Worked example: Python harness

import json
import subprocess
from datetime import datetime, timedelta, timezone
from typing import Any


class OmiCliError(RuntimeError):
    pass


def omi(*args: str) -> Any:
    """Invoke the omi CLI in JSON mode, raising on non-success exit codes."""
    result = subprocess.run(
        ["omi", "--json", *args],
        capture_output=True,
        text=True,
        check=False,
    )
    if result.returncode == 0:
        return json.loads(result.stdout) if result.stdout.strip() else None
    # Errors come back as JSON on stderr in JSON mode.
    try:
        err = json.loads(result.stderr)
    except json.JSONDecodeError:
        err = {"error": result.stderr.strip()}
    err["exit_code"] = result.returncode
    raise OmiCliError(err)


# Read all open action items and mark anything older than 30 days complete.
cutoff = datetime.now(timezone.utc) - timedelta(days=30)

items = omi("action-item", "list", "--open") or []
for item in items:
    created = datetime.fromisoformat(item["created_at"].replace("Z", "+00:00"))
    if created < cutoff:
        omi("action-item", "complete", item["id"])

Handling rate limits in your harness

import json
import re
import subprocess
import time


def omi_with_backoff(*args: str, max_attempts: int = 3) -> object:
    for _ in range(max_attempts):
        result = subprocess.run(
            ["omi", "--json", *args],
            capture_output=True,
            text=True,
        )
        if result.returncode == 0:
            return json.loads(result.stdout) if result.stdout.strip() else None
        if result.returncode != 4:  # not a rate-limit error
            raise RuntimeError(result.stderr)
        # Pull "Retry in Ns" out of the detail message.
        match = re.search(r"Retry in (\d+)s", result.stderr)
        wait_s = int(match.group(1)) if match else 60
        time.sleep(wait_s)
    raise RuntimeError("rate-limited after retries")

Tips

  • One JSON document per invocation.

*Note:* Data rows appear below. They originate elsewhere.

PR #9393, opened 2023-06-29
Refactor `LayoutEventArgs` to use a `WeakReference` for the `AffectedComponent` property with a backing field

### LINKED ISSUE #165: Control can't be properly GC-collected after disposing because of it referenced via the System.Windows.Forms.Control.cachedLayoutEventArgs field
The same bug is reproducible with .NET Framework but it seems it has no chance to be ever fixed.
But the .NET Core looks like a good place for introducing some improvements in this area.

### Problem description
Each instance of the `System.Windows.Forms.Control` type contains a private member variable of the  `LayoutEventArgs` type - **cachedLayoutEventArgs** . And, the `LayoutEventArgs` instance typically contains a reference to some specific control. 
Sometimes, the `cachedLayoutEventArgs` field is not cleared when the child control disposing of does not affect the layout process of the parent control due to some reasons.

### Reproduction
Here are the minimal reproduction-steps:
1. Create a form with two buttons.
2. Add the following code for the corresponding `Button.Click` handlers:
```c#
void btnOpenView_Click(object sender, System.EventArgs e) {
    var view = new Panel() { BackColor = Color.Red };
    view.Name = "View";
    view.Bounds = new Rectangle(100, 100, 100, 100);
    view.Parent = this;
}
void btnCloseView_Click(object sender, System.EventArgs e) {
    SuspendLayout();
    var view = this.Controls.Find("View", false)[0];
    if(view != null)
        view.Dispose();
    ResumeLayout(false);
}
```
3. Press the "Open View" button - red panel appears.
4. Press the "Close View" button - red panel disappears.

**Actual behavior:**
The panel is still referencing via the `System.Windows.Forms.Control.cachedLayoutEventArgs` field at the form level. As result, it can't be GC-collected properly and still in memory.

**Expected behavior:**
The panel should not be referenced.

### Proposal for Fix
It looks like we should use the `WeakReference` when caching the `LayoutEventArgs`.
As an alternative solution, we can validate the `cachedLayoutEventArgs` value on child control removing and clear the problematical field.

elachlan:
Attempting to fix #165

Which is a memory leak in `System.Windows.Forms.Control.CachedLayoutEventArgs`.

###### Microsoft Reviewers: [Open in CodeFlow](https://portal.fabricbot.ms/api/codeflow?pullrequest=https://github.com/dotnet/winforms/pull/9393)

### DIFF
--- a/src/System.Windows.Forms/src/System/Windows/Forms/LayoutEventArgs.cs
+++ b/src/System.Windows.Forms/src/System/Windows/Forms/LayoutEventArgs.cs
@@ -8,9 +8,11 @@ namespace System.Windows.Forms;
 
 public sealed class LayoutEventArgs : EventArgs
 {
+    private readonly WeakReference<IComponent>? _affectedComponent;
+
     public LayoutEventArgs(IComponent? affectedComponent, string? affectedProperty)
     {
-        AffectedComponent = affectedComponent;
+        _affectedComponent = affectedComponent is not null ? new(affectedComponent) : null;
         AffectedProperty = affectedProperty;
     }
 
@@ -19,7 +21,15 @@ public sealed class LayoutEventArgs : EventArgs
     {
     }
 
-    public IComponent? AffectedComponent { get; }
+    public IComponent? AffectedComponent
+    {
+        get
+        {
+            IComponent? target = null;
+            _affectedComponent?.TryGetTarget(out target);
+            return target;
+        }
+    }
 
     public Control? AffectedControl => AffectedComponent as Control;
 
--- a/src/System.Windows.Forms/tests/UnitTests/System/Windows/Forms/LayoutEventArgsTests.cs
+++ b/src/System.Windows.Forms/tests/UnitTests/System/Windows/Forms/LayoutEventArgsTests.cs
@@ -55,7 +55,7 @@ public class LayoutEventArgsTests
         static LayoutEventArgs CreateAndDisposeControl()
         {
             // Setup TableLayoutPanel and Panel
-            TableLayoutPanel tableLayoutPanel = new()
+            using TableLayoutPanel tableLayoutPanel = new()
             {
                 ColumnCount = 2,
                 RowCount = 2,
--- a/src/System.Windows.Forms/tests/UnitTests/System/Windows/Forms/LayoutEventArgsTests.cs
+++ b/src/System.Windows.Forms/tests/UnitTests/System/Windows/Forms/LayoutEventArgsTests.cs
@@ -3,6 +3,8 @@
 // See the LICENSE file in the project root for more information.
 
 using System.ComponentModel;
+using System.Reflection;
+using System.Runtime.CompilerServices;
 
 namespace System.Windows.Forms.Tests;
 
@@ -40,6 +42,50 @@ public class LayoutEventArgsTests
         Assert.Equal(affectedControl, e.AffectedComponent);
         Assert.Equal(affectedControl, e.AffectedControl);
         Assert.Equal(affectedProperty, e.AffectedProperty);
+    }
+
+    [WinFormsFact]
+    public void LayoutEventArgs_DoesNotRootControl()
+    {
+        LayoutEventArgs layoutEventArgs = CreateAndDisposeControl();
+        GC.Collect(GC.MaxGeneration, GCCollectionMode.Forced, blocking: true);
+        Assert.Null(layoutEventArgs.AffectedComponent);
+
+        [MethodImpl(MethodImplOptions.NoInlining)]
+        static LayoutEventArgs CreateAndDisposeControl()
+        {
+            // Setup TableLayoutPanel and Panel
+            TableLayoutPanel tableLayoutPanel = new()
+            {
+                ColumnCount = 2,
+                RowCount = 2,
+                AutoScroll = true,
+            };
+
+            tableLayoutPanel.Controls.Add(new Panel()
+            {
+                Name = "Panel",
+                Dock = DockStyle.Fill
+            }, 0, 0); // Add the panel to the first cell
+
+            // Force layout update
+            tableLayoutPanel.PerformLayout();
+
+            var fieldInfo = typeof(Control).GetField("_cachedLayoutEventArgs", BindingFlags.NonPublic | BindingFlags.Instance);
+
+            // Suspend layout
+            tableLayoutPanel.SuspendLayout();
+            using (Panel panel = (Panel)tableLayoutPanel.Controls.Find("Panel", false).First())
+            {
+                tableLayoutPanel.Controls.Remove(panel);
+                panel.Dispose();
+            }
+
+            LayoutEventArgs layoutEventArgs = (LayoutEventArgs)fieldInfo.GetValue(tableLayoutPanel);
+
+            tableLayoutPanel.ResumeLayout();
+            return layoutEventArgs;
+        }
     }
 
     private class SubComponent : IComponent
--- a/src/System.Windows.Forms/tests/UnitTests/System/Windows/Forms/LayoutEventArgsTests.cs
+++ b/src/System.Windows.Forms/tests/UnitTests/System/Windows/Forms/LayoutEventArgsTests.cs
@@ -71,8 +71,6 @@ public class LayoutEventArgsTests
             // Force layout update
             tableLayoutPanel.PerformLayout();
 
-            var fieldInfo = typeof(Control).GetField("_cachedLayoutEventArgs", BindingFlags.NonPublic | BindingFlags.Instance);
-
             // Suspend layout
             tableLayoutPanel.SuspendLayout();
             using (Panel panel = (Panel)tableLayoutPanel.Controls.Find("Panel", false).First())
@@ -81,7 +79,9 @@ public class LayoutEventArgsTests
                 panel.Dispose();
             }
 
-            LayoutEventArgs layoutEventArgs = (LayoutEventArgs)fieldInfo.GetValue(tableLayoutPanel);
+            // Check the cachedLayoutEventArgs
+            ITestAccessor tableLayoutPanelTestAccessor = tableLayoutPanel.TestAccessor();
+            LayoutEventArgs layoutEventArgs = (LayoutEventArgs)tableLayoutPanelTestAccessor.Dynamic._cachedLayoutEventArgs;
 
             tableLayoutPanel.ResumeLayout();
             return layoutEventArgs;
--- a/src/System.Windows.Forms/tests/UnitTests/System/Windows/Forms/LayoutEventArgsTests.cs
+++ b/src/System.Windows.Forms/tests/UnitTests/System/Windows/Forms/LayoutEventArgsTests.cs
@@ -3,7 +3,6 @@
 // See the LICENSE file in the project root for more information.
 
 using System.ComponentModel;
-using System.Reflection;
 using System.Runtime.CompilerServices;
 
 namespace System.Windows.Forms.Tests;


elachlan:
@Olina-Zhang could you team please test this fix based on the reproducible steps in the related issue?

Tanya-Solyanik:
@elachlan  - are you sure that this bug still repros?

elachlan:
No, I am not sure it still repos. I am unsure how to test it.

Amy-Li03:
I am also unsure how to verify this issue, yesterday I use WinDbg check the Panel type before and after disposing in issue: https://github.com/dotnet/winforms/issues/165#issuecomment-1612807436, didn't see any difference, now I don't know how to test this.

elachlan:
Are you saying there is no difference between the tests using this PR and the main branch?

weltkantt suggested that we modify the test to call the following after `dispose()`.
```csharp
GC.Collect(); // clear normal weak references, collect normal objects, mark objects with destructor for finalization
GC.WaitForPendingFinalizers(); // wait until the finalizer callbacks have been processed
GC.Collect(); // clear long weak references, removes finalizeable objects from memory
// now take e.g. a memory snapshot in VS and look at whats still holding the objects alive
```

As far as I understand it. In the main branch this should NOT have an affect, but in this PR you should see the panel be removed from memory.

Amy-Li03:
@elachlan When modifying the test to call the following after dispose(), the tests are different using this PR and the main branch, In the main branch, the Panel still exist in memory, but with this PR, Panel was removed from memory.
```
GC.Collect(); // clear normal weak references, collect normal objects, mark objects with destructor for finalization
GC.WaitForPendingFinalizers(); // wait until the finalizer callbacks have been processed
GC.Collect(); // clear long weak references, removes finalizeable objects from memory
// now take e.g. a memory snapshot in VS and look at whats still holding the objects alive
```
Test result in main branch:
image

Test result with this PR:
image

elachlan:
@Amy-Li03 Thank you so much!!!

Tanya-Solyanik:
@dreddy-work  - it seems to me risky to dispose of a control referenced by LayoutEventArgs. Can thihs field - https://github.com/dotnet/winforms/blob/39c8004591ffe50a4e3bac61520a068229cbd1bc/src/System.Windows.Forms/src/System/Windows/Forms/Control.cs#L313 be used after the affected control is disposed.

elachlan:
> A cleaner way is to clear the cached layout arguments when the control is unparented.

`Control.Dispose` ends up calling `AssignParent(null)` via the ControlCollection. I guess we do it in `AssignParent` when the value is null?

> if the layout is suspended at the time control is unparented, then _cachedLauoutEventArgs should be cleared on resume layout.

I have to read through the code flow a bit, its quite complex. If you have suggests as to where we can make the change that would be fantastic. Also, should we keep the backing field with the weakreference or remove it?

Tanya-Solyanik:
>Also, should we keep the backing field with the weakreference or remove it?

This requires an investigation. `_cachedLayoutEventArgs` field is used in the layout pass. My concern is that the code tests for this field being null, but not the child control (AffectedControl) being null, when applying these args to the layout. After a quick search I found only a single place where this field is used - in TableLayout - https://github.com/dotnet/winforms/blob/70f44451f0eb438000e8212c4c1fe6de51bb331c/src/System.Windows.Forms/src/System/Windows/Forms/Layout/TableLayout.cs#L67. So specific investigation steps are to find when this code is invoked and if it makes sense to invoke it after the control is disposed.

elachlan:
Sorry If I am not understanding correctly. But `ProcessSuspendedLayoutEventArgs` only checks `AffectedProperty` not `AffectedComponent`/`AffectedControl`. So it shouldn't be an issue?

Tanya-Solyanik:
>So it shouldn't be an issue?

I hope so. Can we corrupt the layout if we clear the [cache](https://github.com/dotnet/winforms/blob/70f44451f0eb438000e8212c4c1fe6de51bb331c/src/System.Windows.Forms/src/System/Windows/Forms/Layout/TableLayout.cs#L1396) unnecessarily? It would help to build confidence if we could execute this code. Had you verified that this is the only place that uses it, I only ran a quick search.

elachlan:
> > So it shouldn't be an issue?
> 
> I hope so. Can we corrupt the layout if we clear the [cache](https://github.com/dotnet/winforms/blob/70f44451f0eb438000e8212c4c1fe6de51bb331c/src/System.Windows.Forms/src/System/Windows/Forms/Layout/TableLayout.cs#L1396) unnecessarily? It would help to build confidence if we could execute this code. Had you verified that this is the only place that uses it, I only ran a quick search.

I have no idea how to trigger this. Would it be a table layout on a form with a child control that gets removed inside a SuspendLayout/ResumeLayout?

Tanya-Solyanik:
Define a TableLayoutPanel parent container and place a panel into its cell as a starting point. See what properties cause clearing of the cache.

elachlan:
Ill try and make time this weekend. Apologies for the delay.

elachlan:
Here are the properties that would invalidate the cache. But the LayoutEventArgs are for itself.
https://github.com/dotnet/winforms/blob/e517336a469381c4e5ae926280bf5b347d3846a2/src/System.Windows.Forms/src/System/Windows/Forms/Layout/TableLayout.cs#L46-L60

`ControlCollection.Remove` calls `LayoutTransaction.DoLayout` which triggers `ProcessSuspendedLayoutEventArgs` regardless of the `SuspendLayout`.

I wrote this:
```csharp
[WinFormsFact]
    public void TableLayout_TestLayoutEventArgs_AffectedControl()
    {
        // Setup TableLayoutPanel and Panel
        TableLayoutPanel tableLayoutPanel = new()
        {
            ColumnCount = 2,
            RowCount = 2,
            AutoScroll = true,
        };

        tableLayoutPanel.Controls.Add(new Panel()
        {
            Name= "Panel",
            Dock = DockStyle.Fill
        }, 0, 0); // Add the panel to the first cell

        // Force layout update
        tableLayoutPanel.PerformLayout();

        // Suspend layout
        tableLayoutPanel.SuspendLayout();
        using (Panel panel = (Panel)tableLayoutPanel.Controls.Find("Panel", false).First())
        {
            tableLayoutPanel.Controls.Remove(panel);
            panel.Dispose();
        }

        tableLayoutPanel.ResumeLayout();

        GC.Collect();
        GC.Collect();

        var t = ""; // breakpoint here and check heap.
    }
```

I am fairly sure the `Panel` is kept alive by the `LayoutInfo` in `ContainerInfo`. This is invalidated via `ProcessSuspendedLayoutEventArgs` when it calls `ClearCachedAssignments` because the `AffectedProperty=="Parent"`. If I run the same test on Main without the LayoutEventArgs changes both TableLayoutPanel and Panel stay in memory.

Tanya-Solyanik:
Regarding your unit test - code that performs test steps should be in a helper method, and GC in another helper of in the main unit test for GC to work as expected in Debug and Retail.

I know that your fix ensures that the memory is freed. My concern is that this change introduces regression in the layout processing. Could you please put your code into an app to see if the TLP looks reasonable after the panel is removed.

elachlan:
I don't think it introduces a regression. Because the Panel is held by the tableLayoutPanel containerinfo until after `ResumeLayout` has completed. So all events are executed the same.

Tanya-Solyanik:
Makes sense! Thank you for the investigation! Could you please add your unit test to the change? Please ensure that the TLP under test is disposed and that the test steps are in a helper method, and GC is executed after the helper method completes.

elachlan:
No problem. Do you want it as an integration test or a unit test?

Tanya-Solyanik:
I was thinking unit test like this one - https://github.com/Epica3055/winforms/blob/0bcc6a410c11845329ee0297b788ed64b7e6e9bb/src/System.Windows.Forms/tests/UnitTests/System/Windows/Forms/Control.ControlAccessibleObjectTests.cs#L1589 but with your TLP sample in place of the `CreateAndDisposeControl` method

elachlan:
Thanks! I'll get on it.

elachlan:
verified the test `LayoutEventArgs_DoesNotRootControl` fails without the `LayoutEventArgs` changes.

Tanya-Solyanik (dismissed):
Thank you!

elachlan:
Can you please check the test. I had to access `_cachedLayoutEventArgs` via reflection. I imagine there is a better way for tests?

elachlan:
@Tanya-Solyanik is this ready to merge or does the test need to change?

Tanya-Solyanik:
> I had to access _cachedLayoutEventArgs via reflection. I imagine there is a better way for tests?

You can use [TextAccessor](https://github.com/dotnet/winforms/blob/43c5f2b3ea81496793f0b14ae5d28877f593bfeb/src/Common/tests/TestUtilities/TestAccessor.cs#L14) in the test.

Tanya-Solyanik:
##[error]src\System.Windows.Forms\tests\UnitTests\System\Windows\Forms\LayoutEventArgsTests.cs(6,1): error IDE0005: (NETCORE_ENGINEERING_TELEMETRY=Build) Using directive is unnecessary. (https://learn.microsoft.com/dotnet/fundamentals/code-analysis/style-rules/ide0005)

Tanya-Solyanik (approved):
Thank you!

Nora-Zhou01:
@Tanya-Solyanik   The result is now the same as the previous test in the master branch, the panel still exists in memory, is this the expected result?
image

elachlan:
@Nora-Zhou01 can you please provide your test? We have a unit test for this issue.

Nora-Zhou01:
@elachlan   I have created a new project result are consistent with the above PR results, please help me to check if my project is correct.  [WinFormsApp4.zip](https://github.com/dotnet/winforms/files/12182070/WinFormsApp4.zip)
test

elachlan:
Try this:
```csharp
private void btnRemoveViewFromTab_Click(object sender, EventArgs e)
{
	var view = tabPage2.Controls.Find("View", false)[0];
	if (view != null)
	{
		tabPage2.Controls.Remove(view);
		view.Dispose();
	}
   
}

private void ClickCollectButton_Click(object sender, EventArgs e)
{
	GC.Collect(GC.MaxGeneration, GCCollectionMode.Forced, blocking: true);
}
```

Nora-Zhou01:
@elachlan I tried the method you gave me, and the results are as follows, but they are different from the test results of the PR at the time, is this expected?

elachlan:
I am not sure. Are you breaking after the GC collect and then running the command?

Nora-Zhou01:
This is my step:

https://github.com/dotnet/winforms/assets/104609169/f01f10cf-b765-432a-a94e-6bb5714f5536

elachlan:
Exception shouldn't be happening.

Nora-Zhou01:
My test results as you said are the same as above, can you please provide me with a project if those steps are still missing?

elachlan:
So your code is this? You click add, remove, collect? there is no exception and the dump has a panel?
```csharp
public partial class Form1 : Form
    {
        public Form1()
        {
            InitializeComponent();
        }

        private void btnAddViewToTab_Click(object sender, EventArgs e)
        {
            var view = new Panel();
            view.Name = "View";
            view.Dock = DockStyle.Fill;
            view.Parent = tabPage2;
        }

		private void btnRemoveViewFromTab_Click(object sender, EventArgs e)
		{
			var view = tabPage2.Controls.Find("View", false)[0];
			if (view != null)
			{
				view.Dispose();
			}
		   
		}

		private void ClickCollectButton_Click(object sender, EventArgs e)
		{
			GC.Collect(GC.MaxGeneration, GCCollectionMode.Forced, blocking: true);
		}
	}
```

Nora-Zhou01:
> This is my step:
> 
>  9393new.mp4

Yes, the code is the same as yours and the steps are the same as here.

elachlan:
I think the steps are wrong. I don't think you should close the app after clicking the "collect" button.

Maybe @Olina-Zhang can help, I might be missing something obvious.

Olina-Zhang:
@elachlan @Nora-Zhou01 I tested it in the latest .Net 8.0 build: 8.0.100-rc.1.23375.11, it was fixed, compared with .Net 7.0 version
**Testing app:** 
[WinFormsApp37.zip](https://github.com/dotnet/winforms/files/12190795/WinFormsApp37.zip)
**.Net 7.0:**
image

**.Net 8.0 build: 8.0.100-rc.1.23375.11:**
image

Don’t try to stream — the CLI doesn’t emit incremental output. Run it again for the next page.
  • Use --profile to isolate environments. A staging profile + a prod profile saves you from accidentally writing to prod with a test script.
  • Use --api-base http://localhost:8080 for local backend testing.
  • --verbose is safe in JSON mode. Debug output goes to stderr, stdout stays valid JSON.
  • Pipe stdin with --text - for omi conversation create — handy when the content is generated by another tool and you don’t want to shell-escape it.